4. Predicted Improvement Opportunities

Improvement targets set at P75 of comparable peers with 60% gap closure assumption. Coefficients calibrated to published research bands. Total EBITDA uplift: $1.6M (736bps margin improvement).

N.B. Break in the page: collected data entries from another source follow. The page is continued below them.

PR #3122, opened 2021-12-30
Get :socket-file from `server-endpoint'

### LINKED ISSUE #3121: Failing integration test
@ikappaki Can you take a look at this failure (I think you're the author of this test):

```
nrepl-client-lifecycle start and stop nrepl client process

  error((void-variable params))
  apply(format-message (void-variable params))
  format-message((void-variable params))
error: (wrong-type-argument stringp (void-variable params))
```

I see the test refers to an unset `params` variable and I guess the byte-compilation fixes broke it somehow, although I'm not sure how it passed in the first place.

ikappaki:
Fixes #3121, whereby a `params`variable was recently introduced in the test that was defined in another test using buttercup's `:var`  construct. Buttercup suggest the use of [`lexicial scope`](https://github.com/jorgenschaefer/emacs-buttercup/blob/master/docs/writing-tests.md) if this construct is used:

```
it's important to note that lexical-binding must be non-nil for :var and :var* to work properly. Within a test file this is usually set using a local file variable.
```

thus this variable disappeared with the change to switch the file to lexical scope, and whence the test failure.

-----------------

- [x ] You've added tests (if possible) to cover your change(s)
- [x ] All tests are passing (`eldev test`)
- [x ] All code passes the linter (`eldev lint`) which is based on [`elisp-lint`](https://github.com/gonewest818/elisp-lint) and includes
- [x ] You've updated the [user manual](../blob/master/doc) (if adding/changing user-visible functionality)

Thanks!

### DIFF
--- a/test/nrepl-client-tests.el
+++ b/test/nrepl-client-tests.el
@@ -169,7 +169,7 @@
                                     server-process
                                     (lambda (client-endpoint)
                                       client-buffer)
-                                    (plist-get params :socket-file))))
+                                    (plist-get server-endpoint :socket-file))))
 
               ;; client connection is open
               (expect (process-status process-client)


bbatsov:
I figured as much. Seems we fixed a real issue then. :-) Thanks!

LeverCurrentTargetEBITDA ImpactMarginRamp
Net Collection Rate93.5%97.0%$449K+210bp18mo
Cost to Collect4.5%2.5%$428K+200bp12mo
Denial Rate Reduction12.0%6.5%$424K+198bp12mo
A/R Days Reduction5200.0%3800.0%$260K+122bp9mo
Clean Claim Rate88.0%96.0%$14K+6bp6mo

5. EBITDA Bridge

Net Collection Rate
$449K
Cost to Collect
$428K
Denial Rate Reduction
$424K
A/R Days Reduction
$260K
Clean Claim Rate
$14K
Total EBITDA Uplift$1.6M
Current EBITDA$-3.6M
+ RCM Uplift+$1.6M
Pro Forma EBITDA$-2.0M
Current Margin-16.8%
Pro Forma Margin-9.4%
WC Released (1x)$821K

6. Returns Analysis — Scenario Matrix

5-year hold, 5.5x leverage, 3% organic growth, 10%/yr debt paydown. Base case uses 100% of predicted RCM uplift. Bull case: 130% uplift at lower entry. Bear case: 50% uplift at higher entry.

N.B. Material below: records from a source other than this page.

PR #3132, opened 2022-01-13
Fix profiling summary command name in dox

camsaul:
Minor dox fix.

[`cider-profile-display-stats` isn't `interactive`](https://github.com/clojure-emacs/cider/blob/master/cider-profile.el#L163-L175) and [`C- C-= S` is currently bound to `cider-profile-summary`](https://github.com/clojure-emacs/cider/blob/master/cider-profile.el#L41). I'm guessing maybe this code was reworked at some point but the dox didn't get updated?


bbatsov:
Thanks!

ScenarioEntryExitEquity InEquity OutMOICIRR
Base Case10.0x10.0x$-5.5M$-7.9M0.00x-100.0%
Base (11x exit)10.0x11.0x$-5.5M$-10.5M0.00x-100.0%
Bull Case9.0x11.0x$-5.0M$-7.1M0.00x-100.0%
Bull (12x exit)9.0x12.0x$-5.0M$-9.2M0.00x-100.0%
Bear Case11.0x10.0x$-6.1M$-14.0M0.00x-100.0%
Bear (11x exit)11.0x11.0x$-6.1M$-17.4M0.00x-100.0%

7. Key Risks & Mitigants

SeverityRisk FactorMitigant
HighNegative operating marginRCM uplift bridge shows clear path to profitability; working capital release provides near-term cash cushion
HighElevated distress probabilityModel estimates 54.5% probability of financial distress. Mitigant: distressed entry pricing (7-9x) compensates for risk

8. Data Sources & Methodology Appendix

Data Sources

  • CMS HCRIS Cost Reports (Medicare-certified hospitals)
  • CMS Medicare Utilization (DRG-level volumes)
  • CMS Chronic Conditions (county-level disease prevalence)
  • HCRIS multi-year trend data (financial time series)

Comparable Selection

  • 58 hospitals with 22-90 beds
  • Same-state prioritization (n=59)
  • Comp margins: P25=-26.6% / P50=-15.3% / P75=1.3%

Bridge Methodology

  • Targets: P75 of comparable peers (60% gap closure)
  • Denial: avoidable share = 35% of delta × NPR
  • AR: bad debt coefficient = $0.65 per day per $1K NPR
  • NCR: 60% coefficient on collection rate improvement
  • CDI: 0.75% of Medicare revenue per 0.01 CMI point

Returns Assumptions

  • Leverage: 5.5x entry (84.6% debt / 15.4% equity)
  • Organic growth: 3% annual EBITDA growth
  • Debt paydown: 10% of principal per year
  • Hold period: 5 years

Generated by SeekingChartis on April 28, 2026. All predictions use public data only. Confidence intervals calibrated via split conformal prediction (90% coverage target). This memo is for informational purposes and does not constitute investment advice.